Embed the user’s question with the same model, then pull top-k:
python
def search(question: str, k: int = 6) -> list[dict]:
    q = client.embeddings.create(
        model="text-embedding-3-small",
        input=question,
    ).data[0].embedding
    return vector_store.query(vector=q, top_k=k, include_metadata=True)
Tune k empirically — usually 4–8. Below 3, you miss relevant chunks; above 10, you push noise into the prompt.

6. Generate the answer

Format retrieved chunks into the prompt with clear separators and source citations:
python
def answer(question: str) -> str:
    hits = search(question, k=6)
    context = "\n\n---\n\n".join(
        f"[{i+1}] {h['text']}\n(Source: {h['title']})"
        for i, h in enumerate(hits)
    )
    resp = client.chat.completions.create(
        model="gpt-4o",
        messages=[
            {"role": "system", "content":
                "Answer using ONLY the provided context. "
                "Cite sources as [1], [2]. "
                "If the context doesn't contain the answer, say so."},
            {"role": "user", "content": f"Context:\n{context}\n\nQuestion: {question}"},
        ],
    )
    return resp.choices[0].message.content

Improvements that earn their cost

  • Hybrid search — combine vector similarity with BM25 keyword scores. ~10–15% recall lift on technical content.
  • Re-ranking — fetch top-30 by vector, re-rank to top-6 with a cross-encoder (coming soon: dedicated reranker endpoint, see changelog).
  • Query rewriting — for chat, ask the LLM to rewrite the user’s follow-up into a standalone search query before embedding.
  • Multi-query — generate 3–5 paraphrases of the question, search each, dedupe results.

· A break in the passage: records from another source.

PR #11721, opened 2024-12-06
Show team flag on user display

nanaya:
I think this covers everything? 🤔 

- [x] depends on #11714 and I want to rebase it (and clean up a bit more) so drafting first


notbakaneko (changes requested):
image
`null` flags might need a placeholder or something...

notbakaneko (approved):
I feel like the default colour of null flags isn't very visible in the listing where it'll show up, and could do with a `?` marker or something like unknown country flags but we'll see how it goes 🤷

Catches lexical mismatches.

Common mistakes

  • Mixing embedding models in the same store — vectors don’t compare. Re-embed everything when you switch.
  • Embedding raw HTML/PDF bytes — extract clean text first.
  • Chunks too large — model only “sees” the centre; edges are wasted.
  • No metadata filter — searching all customers’ data for one customer’s question. Always filter by tenant first.
  • Forgetting to track indexed_at — when documents update, you need to know what’s stale.

Cost ballpark

For 100 000 chunks × 400 tokens = 40 M tokens:
  • Index once with text-embedding-3-small (≈ 0.02/1Mtokens) 0.02 / 1 M tokens) → **~0.80**
  • Query at 1 query / sec (≈ 50 tokens each) → ~$0.005 / day
Embeddings are the cheapest part of any RAG system. Spend the budget on the chat model.